Classifying sex and strain from mouse ultrasonic vocalizations using deep learning
Fig 4
Features alone are insufficient to explain the DNN classification performance.
A Features of individual vocalizations can also be measured using dedicated convolutional DNNs, one per feature, with identical architecture as for sex classification (see Fig 3A). B-E Classification performance for different properties was robust, ranging between 57.0 and 82.0% on average (maroon) and depending on the individual value of each property (red). We trained networks for direction ({-1,0,1}, B), the number of breaks ({0–3}, C), the number of peaks ({0–3}, D) and the degree of broadband activation ([0,1], E). For the other 2 properties (complex and tremolo), most values were close to 0 and thus networks did not have sufficient training data for these. The light gray lines indicate chance performance, which depends on the number of choices for each property. The light blue bars indicate the distributions of values, also in %. F Using a non-convolutional DNN, we investigated how predictable features alone would be, i.e. without any information about the precise spectral structure of each vocalization. G Prediction performance was above chance (maroon, 59.6±3.0%) but less than the prediction of sex on the basis of the raw spectrograms (see Fig 3). The gray line indicates chance performance. H Feature-based prediction of sex with DNNs performed similarly compared to ridge regresson (blue) and SVM (red, see main text for statistics). I Duration, volume and the level of broadband activation were the most significant linear predictors for sex, when using ridge regression.

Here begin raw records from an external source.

PR #1538, opened 2026-08-15
feat(data-marts): recover Google Sheets reports from a deleted sheet

prokopetsv:
# Problem

A Google Sheets report stores the destination sheet as a numeric Google gid, captured when the report is created. That gid dies the moment someone deletes the sheet, or an import re-creates the spreadsheet's sheets with fresh ids — a sheet with the same name is still a different sheet. From then on every run failed with `Failed to find sheet 0 in spreadsheet 11IQ…`, which names an internal id the reader has no way to act on, and offers no way forward.

The failure is also expensive and silent. Destination access is validated only when a report is created or edited, so nothing re-checks it before a scheduled run: the warehouse query executes first and the write fails afterwards, burning a full scan every morning. The only escape was manual — open the spreadsheet, create a tab, copy its URL with the correct `#gid=`, paste it into the report's Document Link field.

# Solution

Two halves: make the failure explain itself, then give it a one-click repair.

- **One source of truth for the message.** The text was duplicated across the run-time writer and the setup-time access validator. It now lives in `google-sheet-not-found.error.ts` as two builders: `sheetNotFoundMessage` for a failing run (names the repair action), and `sheetNotFoundSetupMessage` for the create/edit form (points at the document-link field, since the repair action doesn't exist there — on create, neither does the report). The gid stays, moved to the end for support.

- **Repair by name, not by id.** `POST /reports/:id/google-sheets/reconnect-sheet` binds the report to a sheet named after it: an existing sheet with that name is reused, otherwise one is created, and the new gid is persisted. Name is the only handle a user recognises; renaming the sheet afterwards stays safe because the report tracks the gid. Reuse-before-create matters — the common repair is "someone deleted `Sheet1` and made a new one by hand", where the wanted name already exists under a different gid, and Google rejects duplicate titles anyway.

- **Never rebind a healthy report.** Before rebinding, the service checks whether the report's current gid still resolves. If it does, nothing is written and the response carries `changed: false`. Without this, a report failing for an unrelated reason (quota, timeout) could be moved onto a same-named sheet a user maintains by hand, and the next run would overwrite it.

- **One press delivers data.** The row menu offers **Reconnect & run**, which repairs the destination and immediately runs the report. It appears only after a failed run, so a curiosity click on a healthy report can't reach it. An earlier iteration used a confirmation dialog and a two-step toast with a Run button; both were dropped once the server-side guard made the action safe — the dialog asked for a sheet name the user never needed to choose.

- **Persistence is scoped.** `ReportService.updateDestinationConfig` issues a targeted `UPDATE` rather than saving the whole entity, so it cannot roll back `lastRunStatus` / `runsCount` written by a concurrent run.

Trade-off worth flagging for review: the menu item gates on `lastRunStatus === ERROR`, not on the specific sheet-not-found failure, because the frontend only receives the error message string. Tightening it needs an error code carried end to end — `BusinessViolationException` has a `code` field, but `AccessValidationException` and run-error persistence drop it. The server-side guard makes the coarse gate safe in the meantime.

# Changes

- Added `sheetNotFoundMessage` and `sheetNotFoundSetupMessage` in `google-sheet-not-found.error.ts`, replacing three duplicated inline strings in the report writer and access validator
- Added `spreadsheetNotAccessibleMessage` for the distinct case where the spreadsheet itself cannot be opened
- Added `GoogleSheetNotFound` error details (`spreadsheetId`, `sheetId`) alongside the message
- Added `ReconnectGoogleSheetService`, its command and request/response DTOs, mapper method, OpenAPI spec, controller route `POST /reports/:id/google-sheets/reconnect-sheet`, and module registration
- Added a guard that skips rebinding when the report's current sheet still resolves, reported as `changed: false`
- Added sheet-title sanitization: trimmed, capped at Google's 100-character limit, apostrophes replaced (the writer builds unescaped `'title'!A1` ranges), blank falls back to `Report data`
- Added `GoogleSheetsApiAdapter.addSheet` and `findSheetByTitle`, both null-checking gid rather than testing falsiness so gid 0 is handled correctly
- Added `ReportService.getByIdAndProjectIdWithDestination` and `updateDestinationConfig`, keeping repository access below the use-case layer
- Added a **Reconnect & run** item to the Google Sheets report row menu, shown only when the last run failed and gated on `canEditConfig`, which reconnects, toasts the outcome, runs the report, and refreshes the row
- Added `reportService.reconnectSheet` and its response DTO type on the web side
- Changed the run-status tooltip to show the error message alone instead of a `Fail` heading above it
- Added tests: 8 cases for the reconnect use case (reuse, create, title fallback, sanitization, access check ordering, healthy-report guard, non-Sheets rejection), 3 for the row action, and one for the writer's missing-sheet error
- Added changeset `6790-reconnect-sheet-and-run.md`

# Screenshots

**1. The failure explains itself and names the fix**
Row status tooltip on a failed report reading "Can't find the sheet this report writes to. Someone deleted it, or an import replaced the sheets of this spreadsheet. Use 'Reconnect & run' on the report to repair it and refresh the data." followed by the spreadsheet and sheet IDs

**2. "Reconnect & run" appears in the row menu of a failed report**
Report row context menu open on a failed report, listing Run report, Edit report, Reconnect & run, and Delete report

**3. One click creates the sheet, reconnects, and starts the run**
Success toast reading "Created sheet 'New report'. Your data is loading into it now." above the report row, whose status now shows a spinner for the run in progress

**4. A healthy report's menu has no reconnect option**
Report row context menu on a successful report, listing only Run report, Edit report, and Delete report — Reconnect & run is absent


apps/backend/src/data-marts/use-cases/google-sheets/reconnect-google-sheet.service.ts
```diff
@@ -0,0 +1,130 @@
...
+      return {
+        spreadsheetId,
+        sheetId: report.destinationConfig.sheetId,
+        sheetTitle: currentSheet.properties.title,
+        created: false,
+        changed: false,
+      };
+    }
+
+    const existingSheetId = adapter.findSheetByTitle(spreadsheet, title)?.properties?.sheetId;
```
laskevych, line 134: 🟡 **Important (blocking):** `toSheetTitle` rewrites `'` → `’` *before* this lookup, so reuse-by-title can never match a sheet whose name contains a straight apostrophe. Take the exact repair scenario the class doc describes: report titled `Bob's data`, user hand-recreated a tab literally named `Bob's data`. The lookup searches for `Bob’s data` (U+2019), misses, `addSheet` creates a second visually identical tab (Google's duplicate-title check doesn't fire — different codepoints), and the report binds to the new *empty* tab while the user's hand-made sheet is silently abandoned. This also breaks the request DTO's promise "An existing sheet with this title is reused."

Cheapest fix inside this PR: look up the raw title first, and only sanitize when creating. The deeper fix (escaping in the writer, see my comment there) would remove the need for the apostrophe swap entirely.

apps/backend/src/data-marts/data-destination-types/google-sheets/services/google-sheets-report-writer.ts
```diff
@@ -663,14 +667,16 @@ export class GoogleSheetsReportWriter implements DataDestinationReportWriter {
...
+            spreadsheetNotAccessibleMessage(this.destination.spreadsheetId, error.message),
+            { spreadsheetId: this.destination.spreadsheetId }
           );
         });
       const sheet = this.adapter.findSheetById(spreadsheet, this.destination.sheetId);
 
       if (!sheet) {
         throw new GoogleSheetNotFound(
-          `Failed to find sheet ${this.destination.sheetId} in spreadsheet ${this.destination.spreadsheetId}`
+          sheetNotFoundMessage(this.destination.spreadsheetId, this.destination.sheetId),
```
laskevych, line 678: 🟡 **Important (non-blocking, but the changeset claim needs adjusting):** the apostrophe swap in the reconnect service exists because this writer builds A1 ranges as `'${sheetTitle}'!A1:...` unescaped (lines ~337, ~386, ~1026, plus 4 sites in the adapter) — but sanitizing one entry path doesn't protect the others. The writer re-reads the tab title by gid every run, so a user renaming the tab to `Bob's data` in Google Sheets breaks every subsequent run with an unparseable-range 400 — while the changeset says "Renaming the sheet afterwards is safe: the report tracks the sheet by its ID." Worse, "Reconnect & run" is a dead end there: the gid still resolves, so it returns `changed: false` and the rerun fails identically.

The right-depth fix is escaping at range construction (A1 grammar: double embedded apostrophes, `title.replace(/'/g, "''")` in one shared helper covering all interpolation sites). That fixes every title source at once and lets `toSheetTitle` drop the swap, which also resolves the reuse-by-title issue. Fine as an immediate follow-up if out of scope here — but then the changeset sentence about renaming being safe should be softened.

apps/web/src/features/data-marts/reports/list/components/GoogleSheetsReportsTable/GoogleSheetsActionsCell.tsx
```diff
@@ -83,6 +89,51 @@ export function GoogleSheetsActionsCell({
...
+      const outcome = !result.changed
+        ? `The report is already connected to the sheet "${result.sheetTitle}"`
+        : result.created
+          ? `Created sheet "${result.sheetTitle}"`
+          : `Reconnected to the existing sheet "${result.sheetTitle}"`;
+      toast.success(`${outcome}. ${dataNote}`, { duration: RECONNECT_TOAST_DURATION_MS });
+      // runReport refreshes the report, starts status polling and toasts
+      // "Report run started"; it catches its own failures, so a failed start
+      // surfaces through the row status.
+      setIsRunning(true);
```
laskevych, line 126: 🟡 **Important (non-blocking — pre-existing pattern, but the new comment codifies a false premise):** if the run fails to *start* after a successful reconnect, the row is stuck on a disabled "Running report…" until page reload. `useReport.runReport` swallows its own errors (its catch logs only — no rethrow, no state change), so the `catch` below is unreachable for a run failure; `lastRunStatus` stays `'ERROR'`, so the sync effect keyed on it never re-fires and `isRunning` is never released. The comment "it catches its own failures, so a failed start surfaces through the row status" is not what the code does — a failed start changes no row state (the axios interceptor does toast HTTP errors, but a pure network failure is fully silent).

`handleRun` has the same latent bug, so consider fixing it at the source: have `runReport` return a success flag (or rethrow) and reset `isRunning` on failure. At minimum, please correct the comment.

apps/web/src/features/data-marts/reports/list/components/GoogleSheetsReportsTable/GoogleSheetsActionsCell.tsx
```diff
@@ -83,6 +89,51 @@ export function GoogleSheetsActionsCell({
     }
   }, [canRun, onRunSuccess, runReport, row.original.id]);
 
+  // Rebinds the report to a sheet named after it (reuse or create), then runs.
+  // Renaming the sheet in Google Sheets later is safe — the report stores the gid.
+  const handleReconnectSheet = useCallback(async () => {
+    if (!canEditConfig || isReconnecting) return;
```
laskevych: 🟡 **Important (non-blocking):** this gates on `canEditConfig` only, while `handleRun` gates on `canRun`. These capabilities genuinely diverge: a user with data-mart maintenance access but no USE on the destination gets `canEditConfig: true, canRun: false`. For them, reconnect succeeds (the backend checks mutate access only), the toast says "Your data is loading into it now.", then `/run` 403s — a persistent forbidden toast right after a success toast, plus the stuck "Running report…" state from the other comment, and no data ever loads.

Since the action is "Reconnect **& run**", it should probably require `canRun` as well, here and in the `disabled` condition.

apps/backend/src/data-marts/use-cases/google-sheets/reconnect-google-sheet.service.ts
```diff
@@ -0,0 +1,130 @@
...
+  ) {}
+
+  async run(command: ReconnectGoogleSheetCommand): Promise<ReconnectGoogleSheetResponseDto> {
+    const report = await this.reportService.getByIdAndProjectIdWithDestination(
+      command.reportId,
+      command.projectId
+    );
+
+    // Changing where a report writes is a config mutation, not an operation.
+    await this.reportAccessService.checkMutateAccess(
```
laskevych: 🔵 **Question:** reconnect requires only `checkMutateAccess`, while `/run` requires `checkOperateAccess` (destination USE). A user the run endpoint would 403 can still trigger `addSheet` — a structural write into the customer spreadsheet with the stored OAuth/SA credentials. I see the precedent (update-report allows config mutation with mutate-only access, and the access validator already makes read calls with stored credentials), but `addSheet` is the first *write* on the mutate-only path. Was operate-level access considered here, given the class doc frames the click as consent to write into the sheet?

apps/web/src/features/data-marts/reports/list/components/StatusIcon/StatusIcon.tsx
```diff
@@ -72,15 +69,16 @@ export function StatusIcon({ status, error, className }: StatusIconProps) {
           <Icon
             className={cn('h-5 w-5', color, className)}
             role='img'
-            aria-label={getAccessibleDescription()}
+            aria-label={errorMessage ?? label}
```
laskevych: 🔵 **Question (accessibility, non-blocking):** with an error message present, the word "Fail" is no longer conveyed anywhere textually — both the tooltip and `aria-label` become the raw error text, and ERROR/CANCELLED/RESTRICTED share the same `XCircle` glyph differentiated only by color (this component is also used by the Email/Insight/project-level tables, which render no visible status text). The visual tooltip change is an improvement, but could we keep the status in the accessible name, e.g. ``aria-label={errorMessage ? `${label}: ${errorMessage}` : label}``, so screen-reader users still hear that the run failed?

apps/backend/src/data-marts/dto/presentation/google-sheets/reconnect-google-sheet-request.dto.ts
```diff
@@ -0,0 +1,22 @@
...
+  @ApiPropertyOptional({
+    example: 'Revenue by channel',
+    description:
+      'Title of the sheet (tab) to reconnect to. An existing sheet with this title is reused; ' +
+      'otherwise it is created. Falls back to the report title when omitted.',
+  })
+  @IsOptional()
+  @IsString()
+  @MaxLength(MAX_SHEET_TITLE_LENGTH)
+  title?: string;
```
laskevych: 🔵 **Question (non-blocking):** the optional `title` parameter has no caller — the UI always sends `{}` — and its two validation authorities diverge: this DTO rejects >100 chars with a 400 while `toSheetTitle` silently truncates, and the DTO accepts straight apostrophes the service rewrites. Is a caller planned? If not, a bodyless POST would delete this DTO, a command field, a mapper argument and the untested branch; if kept, the DTO validation and `toSheetTitle` should agree (and the `MAX_SHEET_TITLE_LENGTH` constant duplicated here and in the service could be one shared export).

apps/backend/src/data-marts/use-cases/google-sheets/reconnect-google-sheet.service.ts
```diff
@@ -0,0 +1,130 @@
...
+    const title = toSheetTitle(command.title?.trim() || report.title);
+
+    const adapter = await this.adapterFactory.createFromDestination(report.dataDestination);
+    if (!adapter) {
+      throw new BadRequestException(
+        'No authentication method available for Google Sheets: neither OAuth nor Service Account credentials found'
+      );
+    }
+
+    const spreadsheet = await adapter.getSpreadsheet(spreadsheetId).catch((error: Error) => {
```
laskevych, line 101: 💡 **Suggestion (non-blocking):** this blanket `.catch` turns *any* `getSpreadsheet` failure — including transient Google 429/5xx (note `executeWithRetry` only retries quota errors) — into "Check that it still exists, and that the connected Google account has Editor access" with HTTP 400. During a brief Sheets outage the user is sent to fix sharing that was never broken. The adapter already has an `extractStatus` helper — discriminating 404/403 (current message) from 429/5xx ("temporary problem, try again") would make the remediation trustworthy. The writer has the same pre-existing wrap, so fine as a follow-up.

apps/web/src/features/data-marts/reports/list/components/GoogleSheetsReportsTable/GoogleSheetsActionsCell.tsx
```diff
@@ -83,6 +89,51 @@ export function GoogleSheetsActionsCell({
...
+      // One shared tail so the variants can't drift apart. `changed: false` means
+      // the report's sheet was alive and the backend left it alone — the run below
+      // is then the whole point, so don't claim a repair that didn't happen.
+      const dataNote = 'Your data is loading into it now.';
+      const outcome = !result.changed
+        ? `The report is already connected to the sheet "${result.sheetTitle}"`
+        : result.created
+          ? `Created sheet "${result.sheetTitle}"`
+          : `Reconnected to the existing sheet "${result.sheetTitle}"`;
+      toast.success(`${outcome}. ${dataNote}`, { duration: RECONNECT_TOAST_DURATION_MS });
```
laskevych, line 121: 🧹 **Nit (non-blocking):** the toast fires before `runReport` is called and asserts "Your data is loading into it now." on every branch — including `changed: false` after a non-sheet failure (SQL error, quota, credentials), where the immediate rerun will most likely fail again with the same error. "Starting a run now" claims only what is known at that point. The `changed: false` toast text is also untested (tests cover `changed: true` only).

apps/backend/src/data-marts/use-cases/google-sheets/reconnect-google-sheet.service.ts
```diff
@@ -0,0 +1,130 @@
...
+const DEFAULT_SHEET_TITLE = 'Report data';
+
+/**
+ * Google accepts almost any character in a sheet name but caps it at 100 and
+ * rejects empty. Apostrophes are swapped for typographic ones because the report
+ * writer builds A1 ranges as `'${title}'!A1:...` without escaping quotes — a
+ * straight apostrophe in the name would corrupt every range on the next run.
+ */
+function toSheetTitle(raw: string): string {
+  const cleaned = raw.replace(/'/g, '’').trim().slice(0, MAX_SHEET_TITLE_LENGTH).trim();
```
laskevych: 🧹 **Nit (non-blocking):** `slice(0, 100)` counts UTF-16 code units and can bisect a surrogate pair (emoji at the boundary), producing a malformed title on the `report.title` fallback path — which has no length validation (`@Column()` + `@IsString()` only), so titles longer than 100 units are reachable. `Array.from(title).slice(0, MAX_SHEET_TITLE_LENGTH).join('')` is code-point safe. Narrow edge, but it would fail precisely on the one-click repair flow.

apps/backend/src/data-marts/use-cases/google-sheets/reconnect-google-sheet.service.ts
```diff
@@ -0,0 +1,130 @@
...
+  constructor(
+    private readonly reportService: ReportService,
+    private readonly reportAccessService: ReportAccessService,
+    private readonly adapterFactory: GoogleSheetsApiAdapterFactory
+  ) {}
+
+  async run(command: ReconnectGoogleSheetCommand): Promise<ReconnectGoogleSheetResponseDto> {
+    const report = await this.reportService.getByIdAndProjectIdWithDestination(
+      command.reportId,
+      command.projectId
```
laskevych, line 64: 💡 **Suggestion (non-blocking):** `getByIdAndProjectIdWithDestination` and `checkMutateAccess` run the identical joined `findOne` back to back — the access service internally re-loads the report with the same relations. `ReportAccessService` already has a private `evaluateMutateAccessForReport` documented as operating on an already-loaded report to avoid the extra round-trip; exposing a `checkMutateAccessForReport(userId, roles, report)` and passing the entity loaded here would drop the duplicate query.

laskevych (commented):
Reviewed the change end to end — backend reconnect flow, the writer, the frontend action, and the tests. Overall this is a careful, well-documented PR: the healthy-report guard, the targeted `UPDATE` for `destinationConfig`, and the gid-0 null checks all hold up under scrutiny.

There is **one blocking issue** (the apostrophe sanitization defeats the reuse-by-title contract — see the inline comment) plus a handful of non-blocking remarks and questions, so I'm holding off on approval until the blocking one is addressed. Everything else is marked non-blocking and can be taken here or as follow-ups.

apps/backend/src/data-marts/use-cases/google-sheets/reconnect-google-sheet.service.ts
prokopetsv: Fair question, and on reflection the precedent doesn't cover this: update-report's validator only reads, while `addSheet` is a structural write into the customer's spreadsheet with stored credentials. Reconnect now requires operate access in addition to mutate access — `checkOperateAccessForReport` runs right after the mutate check, so the server demands the same consent `/run` does, matching the UI's `canEditConfig && canRun` gating. Tested: an operate rejection blocks before any Google call. b19cd712c.

apps/web/src/features/data-marts/reports/list/components/StatusIcon/StatusIcon.tsx
prokopetsv: Agreed and implemented exactly as proposed: the accessible name is now `${label}: ${errorMessage}` while the visible tooltip stays message-only. Left a comment in the component explaining why the status word must stay in the aria path — the ERROR/CANCELLED/RESTRICTED glyphs differ only by color. b19cd712c.

apps/web/src/features/data-marts/reports/list/components/GoogleSheetsReportsTable/GoogleSheetsActionsCell.tsx
prokopetsv: Reworded to claim only what is known when the toast fires: every branch now ends with "Starting a run to load your data." instead of asserting the data is already loading. The `changed: false` text is also covered by a new test (*tells the truth when the sheet was already connected*). b19cd712c.

apps/backend/src/data-marts/use-cases/google-sheets/reconnect-google-sheet.service.ts
prokopetsv: Agreed — this was real, and fixed via the deeper route from your writer comment rather than the lookup-first workaround: apostrophes are no longer rewritten anywhere. `toSheetTitle` keeps them as typed, so reuse-by-title now matches a hand-recreated sheet literally named `Bob's data`, and no visually-identical duplicate can be created. Regression test added: *reuses a hand-made sheet whose name contains a straight apostrophe*. Fixed in b19cd712c.

apps/backend/src/data-marts/data-destination-types/google-sheets/services/google-sheets-report-writer.ts
prokopetsv: Implemented at the depth you suggested, in this PR rather than as a follow-up: `quoteA1SheetTitle` in the adapter doubles embedded apostrophes per the A1 grammar, and every interpolation site — 3 in the writer, 5 in the adapter — now goes through it. With escaping at construction, the apostrophe swap in `toSheetTitle` is gone (which also resolves the reuse-by-title issue), and the changeset's "renaming is safe" sentence is now actually true for any title a user can type. Helper unit-tested in the adapter spec. b19cd712c.

apps/web/src/features/data-marts/reports/list/components/GoogleSheetsReportsTable/GoogleSheetsActionsCell.tsx
prokopetsv: Confirmed — the comment codified a false premise and the state was genuinely stuck. Fixed at the source as you suggested: `runReport` now returns whether the run started (it still tracks/logs its own errors), and both `handleRun` and `handleReconnectSheet` release `isRunning` on a failed start instead of relying on the unreachable catch / never-firing sync effect. The misleading comment is gone. New test: *releases the running state when the run fails to start*. b19cd712c.

apps/web/src/features/data-marts/reports/list/components/GoogleSheetsReportsTable/GoogleSheetsActionsCell.tsx
prokopetsv: Agreed — the action's second half is a run, so it now requires `canRun` in both the handler guard and the `disabled` condition. The backend enforces the same consent server-side (operate access on reconnect — see the other thread), so the mutate-only user you describe gets a consistent 403 instead of a success toast followed by a forbidden one. b19cd712c.

apps/backend/src/data-marts/dto/presentation/google-sheets/reconnect-google-sheet-request.dto.ts
prokopetsv: No caller is planned, so I took the deletion branch: the endpoint is now a bodyless POST — request DTO deleted, command field, mapper argument and the fallback branch removed. The name always derives from the report title, so there is exactly one validation authority left (`toSheetTitle`), and the DTO/service divergence you list can no longer exist. b19cd712c.

apps/backend/src/data-marts/use-cases/google-sheets/reconnect-google-sheet.service.ts
prokopetsv: Implemented in this PR: the reconnect path discriminates via `GoogleSheetsApiAdapter.httpStatusOf` — 429/5xx now throws `GoogleApiException` ("Google Sheets is temporarily unavailable. Please try again in a few minutes.", 502) and only the remaining cases keep the exists/Editor-access remedy. Both branches tested. The writer's identical pre-existing wrap I left for the follow-up, as you suggested. b19cd712c.

apps/backend/src/data-marts/use-cases/google-sheets/reconnect-google-sheet.service.ts
prokopetsv: Fixed — the cap now counts code points: `Array.from(title).slice(0, MAX_SHEET_TITLE_LENGTH).join('')`. Tested with an emoji straddling the 100 boundary (99 chars + surrogate pair): the pair is kept whole, never bisected. b19cd712c.

apps/backend/src/data-marts/use-cases/google-sheets/reconnect-google-sheet.service.ts
prokopetsv: Done — exposed `checkMutateAccessForReport` (and the symmetric `checkOperateAccessForReport`, needed for the operate-access thread) as thin throwing wrappers over the existing private evaluators, and the use case passes the report it already loaded with both relations. One `findOne` total for the whole request. b19cd712c.

laskevych (approved):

J Using a semi-convolutional DNN, we investigated the combined predictability of the same features as above, plus 3 statistics of the stimulus (each a vector), i.e. the marginal of the spectrogram in time and frequency, as well as the spectral line, i.e. the sequence of frequencies of maximal amplitude per time-bin. K The average performance of the semi-convolutional DNN (64.5%) stays substantially lower than the 2D cDNN (see Fig 3D). USVs of both sexes were predicted with similar accuracy. L The average performance of the semi-convolutional DNN is not significantly larger than ridge regression (61.9%) or SVM (62.7%) on the same data, due to the large variability across the sexes (see Panel K).